Over the past week my measures of market health bounced around with some gaining and others falling. Most notably, measures of market quality fell below zero. This changes the core portfolio allocations to the following.
Long/Cash portfolio: 100% cash.
Long/Short portfolio 50% long stocks that I believe will outperform in and uptrend — 50% short the S&P 500 Index (using SH or a short of SPY.
My market risk indicator is still reluctant to warn. The two least sensitive components have flat lined over the past several weeks. They have been moving slightly just above or below zero. The most sensitive components are are compressing in a range well above zero. This leaves the volatility hedged portfolio 100% long.

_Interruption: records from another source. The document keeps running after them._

PR #231, opened 2021-01-26
chore: update template request field name from 'name' to 'file_name'

sreya:


cmoog (approved):
Is `FilePath` more appropriate?

sreya:
I think we're constraining files to the `.coder` directory, which we'll assume is in the root of the repo

cmoog:
Ahhh, makes sense... much better.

Basically, the market is on dangerous underpinnings, but price hasn’t broken down. My market risk indicator is telling us that market participants are waiting for a price break before getting concerned.
The indexes are painting patterns that can be either accumulation or distribution. They are best characterized as trendless. A great example of the lack of trend comes from a point and figure chart of the S&P 500 Index (SPX). On Thursday it was painting a triple bottom breakdown. Then on Friday it painted a bear trap.
Conclusion
We’ve got a trendless market with weak internals. The lack of a price breakdown is keeping risk at a moderately high level, but far from panic. It’s a time for caution. If price on SPX breaks below 2040 it will be a time for extreme concern.